(Saved data entries)
▬▬▬▬▬▬▬▬▬▬

PR #356, opened 2021-04-27
Prometheus in dev, vulcan uses task token

corps:
Two changes I'm playing with

1.  Run a prometheus instance in development.  Using this as a staging ground for testing the configuration we might use in production.  This is just a basic setup, will start to spend more time on this post DNS resolution.

2.  Vulcan exchanges token for task token before passing to scheduler

3.  User must select their project before loading into a workflow.


etna/lib/etna/clients/base_client.rb
```diff
@@ -29,7 +29,8 @@ def token_expired?
       def token_will_expire?(offset=3000)
         # offset in seconds
         # Will the user's token expire in the given amount of time?
-        epoch_seconds = JSON.parse(Base64.urlsafe_decode64(token.split('.')[1]))["exp"]
+        payload = JSON.parse(Base64.urlsafe_decode64(token.split('.')[1]))
```
corps, line 32: This non functional change just made it easier for me to debug by examing the payload during a test.

graft:
I like the read_only though you lose the restricted bit in the process, which is maybe a good idea from vulcan but should maybe be its own option to generate?

Rather than requiring the vulcan client to keep track of the task token, why not simply grab a new task token every time just before running a cell using the user's login token? This is pretty cheap and avoids confusing token swapping...

corps:
> I like the read_only though you lose the restricted bit in the process, which is maybe a good idea from vulcan but should maybe be its own option to generate?

Unclear, what do you mean by this?

> Rather than requiring the vulcan client to keep track of the task token, why not simply grab a new task token every time just before running a cell using the user's login token? This is pretty cheap and avoids confusing token swapping...

So this is fairly problematic for a few reasons.

1.  It causes an additional failure point between every cell call.  It's a small performance and failure quirk that could be quite annoying over time.
2.  When we do change the scheduler, we want to keep the logic required to run cells minimal.  If we require that each cell run also require exchanging a token, it means that any change to airflow or otherwise requires increasing additional logic and state.  It is true we will need some logic anyways (handling the storage process and setting up the environment), anyway we can reduce that logic pays off.
3.  If we're persisting a user's token and exchanging that for a task token each time a cell runs, the original user token must be persisted and must not expire for the entire duration.  This gets tricky, requiring us to ALSO refresh the user's token AND exchange it for a task token over and over.  Making a one time exchange into a task token kills two birds with one stone -- we get a new, stronger expiry that is bound arond the start of the task (and not just the start of the user's login session) and we also achieve the ultimate restriction we intend.

Overall I think the small amount of effort on the frontend (minimal) beats the impact of not doing so on the backend by a far margin.  And furthermore, I believe having an explicit entry point to a session as being a good hook to hang other work that is likely to follow.  I believe ultimately, some amount of initialization logic will become necessary for clients entering into a workflow.

If the concern is about the token object being stored on the client side and having to be returned to the server, to be honest we can easily move the boundaries of where the session / token is stored or handled as we evolve (for instance, server side stored and referenced via a cookie or other token, for instance).  There is, I think, some simplicitly overall gained in the implementation to have this token exchange on the client side, and no unwarranted even if how pipelines use the task token now.

corps:
One other alternative -- the task token is injected into the session object directly, which the client deals with opaquely (returning it to the server without inspection) anyways.  In this case, the session controller simply validates first that the user's login session is valid for the project, that the task token is also for the given project, and then uses the inner task token of the session. 

This has a few benefits:

1.  The server can, optionally, refresh or exchange a task token if necessary without client awareness (opaque state)
2.  No explicit action or changing of behavior by client in terms of which token to send up

The only complexity introduced is that the server must validate both the user's permission view and the task token's view.  This isn't without precedent given how oauth works with scoped sub tokens given from a major login token.

corps:
I guess the last alternative is simply that the token generation occur on submit, but be passed around in scheduler state.  This might work.

graft:
I like the idea of storing the task token in the session, but how about - the only undetermined component of the token at this point is the user's identity, which in a read-only scenario is going to produce, at best, some log lines in magma or metis logs (this also becomes confusing when we have people running each other's workflows and contributing to a common cache). Instead we could have a single calculation token, issued to a generic "vulcan@ucsf.edu" user, which can be issued per-project, has viewer-only permissions, and lasts indefinitely. This needs to be computed once by vulcan (or whenever it becomes invalid) and recorded somewhere per-project; it could be re-used across project sessions. The user's token gives them the right to instruct Vulcan to query magma and metis on their behalf using Vulcan's calculation token for that project.

graft:
> I guess the last alternative is simply that the token generation occur on submit, but be passed around in scheduler state. This might work.

Err, wrote all that before seeing this - this seems like the simplest and best!

coleshaw:
> Now I know what you're think -- what about data loading jobs we may want to run?

Perhaps related (or may be what you meant by data loading jobs...!), but that also seems like it will be useful once we get around to letting users persist data, i.e. I want this data to not be garbage-collected in a week, but persisted somewhere long-term (i.e. Magma, Metis).

coleshaw:
So one of Gabi's requests (for reproducibility) is that we add the ability for users to download the parameters they used to generate the AnnData object / plot. For the time being, we don't have to worry about uploading or auto-ingesting any sort of downloaded file, but the assumption would be that the user manually re-enters parameters based on said document.

Thinking about a more advanced version of that, does that have any implications for how the task token is handled? Does the task token need to be included in such a downloaded file, or re-injectable somehow? If someone creates a session and then downloads a parameters file, can they later re-use the same session key with a different (newly- or auto- generated) task token?

Perhaps that is less important once we have server-side saving of state, but I think people will want to track locally how they generated each of their plots, especially if they use them in an article.

corps:
@coleshaw @graft Ready for review again, this time moved the token handling into the submit endpoint.

Added the modal to select a project, and ensure that project is valid for a user.
Now, we show any workflow for which the user has ANY matching project, and filter the resulting json output based on that, too.

corps:
In the mean time, I'm continuing to document prometheus and make more config changes there.

corps:
> So one of Gabi's requests (for reproducibility) is that we add the ability for users to download the parameters they used to generate the AnnData object / plot. For the time being, we don't have to worry about uploading or auto-ingesting any sort of downloaded file, and I think the assumption would be that the user manually re-enters parameters based on said document.
> 
> Thinking about a more advanced version of that, does that have any implications for how the task token is handled? Does the task token need to be included in such a downloaded file, or re-injectable somehow? If someone creates a session and then downloads a parameters file, can they later re-use the same session key with a different (newly- or auto- generated) task token?
> 
> Perhaps that is less important once we have server-side saving of state, but I think people will want to track locally how they generated each of their plots, especially if they use them in an article.

The task token is a better form of reproducibility, since atleast it should be restricting behavior more deterministically (for any given cell hash, it can only hav fetched or interacted with data in the exact same project scoping as the cell hash itself).

For the greater reproducability question, my thoughts are that we shouldn't make too strong of guarantees.  Better that we focus on integrity and _the ability to reproduce_ without necessarily guaranteeing that we will, ourselves, maintain historical data to do so.

For instance, the user could download the set of md5s associated with all metis downloads resulted from magma queries.  It is up to the user if they want to then download and store those md5 binaries (for a paper's purpose).  

For "re-injecting" data into a historical workflow, it's simple -- @graft once we have a binary level cache (one that hashes purely on the value, not the parameterization), we can allow users to provide external sources of data (metis files they keep locally) and have those "injected" at the same point that these binary cached values would occur.  In other words, if you have any cached cell's output (a cell that downloaded raw resources) stored somewhere locally, you can provide them again and rerun the workflow in that manner.  This puts some of the long term storage and reprocability requirements on end users, which is actually maybe not a bad thing -- they could use a private metis bucket if they wanted, or store locally, or whatever based on their precise requirements without us having to necessarily create an encompassing solution in the short term.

▬▬▬▬▬▬▬▬▬▬

Task details
Word for word, restate the lines of the data above that fall between the line holding "loading into a workflow." and the line holding "Unclear, what do you mean by this?", inclusive, and no other lines.

Exercise response
3.  User must select their project before loading into a workflow.


etna/lib/etna/clients/base_client.rb
```diff
@@ -29,7 +29,8 @@ def token_expired?
       def token_will_expire?(offset=3000)
         # offset in seconds
         # Will the user's token expire in the given amount of time?
-        epoch_seconds = JSON.parse(Base64.urlsafe_decode64(token.split('.')[1]))["exp"]
+        payload = JSON.parse(Base64.urlsafe_decode64(token.split('.')[1]))
```
corps, line 32: This non functional change just made it easier for me to debug by examing the payload during a test.

graft:
I like the read_only though you lose the restricted bit in the process, which is maybe a good idea from vulcan but should maybe be its own option to generate?

Rather than requiring the vulcan client to keep track of the task token, why not simply grab a new task token every time just before running a cell using the user's login token? This is pretty cheap and avoids confusing token swapping...

corps:
> I like the read_only though you lose the restricted bit in the process, which is maybe a good idea from vulcan but should maybe be its own option to generate?

Unclear, what do you mean by this?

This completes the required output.